(Working data Opens)
PR #1325, opened 2023-07-11
Bump indexmap to version 2

g-re-g:
Not sure if y'all are interested but indexmap had a major version release a couple weeks ago:
https://github.com/bluss/indexmap/blob/master/RELEASES.md

Notably it includes a version bump of its underlying hashmap library hashbrown:
https://github.com/rust-lang/hashbrown/blob/master/CHANGELOG.md

Also notably it now requires rust 1.64 or later where as the previously specified highest version of 1.9.2 required rust 1.56.1 or later.

Just a little housekeeping PR, I'm not trying to advocate for anything. Feel free to delete this PR if it's not needed/wanted.

### DIFF
--- a/leptos_dom/Cargo.toml
+++ b/leptos_dom/Cargo.toml
@@ -14,7 +14,7 @@ drain_filter_polyfill = "0.1"
 educe = "0.4"
 futures = "0.3"
 html-escape = "0.2"
-indexmap = "1.9"
+indexmap = "2"
 itertools = "0.10"
 js-sys = "0.3"
 leptos_reactive = { workspace = true }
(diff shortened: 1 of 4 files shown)


gbj:
This looks great. I checked `cargo tree` and it looks like `indexmap` gets pull in in two places: via Leptos itself in a few crates (excellent, great, updated) and via `reqwest`, which is only used in the rare circumstance of server function clients that are not running in the browser (i.e., a desktop app using `server_fn`). I think in this case having duplicate copies of `indexmap` (1.9 and 2.0) should be fine until `reqwest` updates.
(Working data Closes)
◆ **What you are asked to do**
Reproduce the listing above word for word.

◆ **Answer to the problem**
PR #1325, opened 2023-07-11
Bump indexmap to version 2

g-re-g:
Not sure if y'all are interested but indexmap had a major version release a couple weeks ago:
https://github.com/bluss/indexmap/blob/master/RELEASES.md

Notably it includes a version bump of its underlying hashmap library hashbrown:
https://github.com/rust-lang/hashbrown/blob/master/CHANGELOG.md

Also notably it now requires rust 1.64 or later where as the previously specified highest version of 1.9.2 required rust 1.56.1 or later.

Just a little housekeeping PR, I'm not trying to advocate for anything. Feel free to delete this PR if it's not needed/wanted.

### DIFF
--- a/leptos_dom/Cargo.toml
+++ b/leptos_dom/Cargo.toml
@@ -14,7 +14,7 @@ drain_filter_polyfill = "0.1"
 educe = "0.4"
 futures = "0.3"
 html-escape = "0.2"
-indexmap = "1.9"
+indexmap = "2"
 itertools = "0.10"
 js-sys = "0.3"
 leptos_reactive = { workspace = true }
(diff shortened: 1 of 4 files shown)


gbj:
This looks great. I checked `cargo tree` and it looks like `indexmap` gets pull in in two places: via Leptos itself in a few crates (excellent, great, updated) and via `reqwest`, which is only used in the rare circumstance of server function clients that are not running in the browser (i.e., a desktop app using `server_fn`). I think in this case having duplicate copies of `indexmap` (1.9 and 2.0) should be fine until `reqwest` updates.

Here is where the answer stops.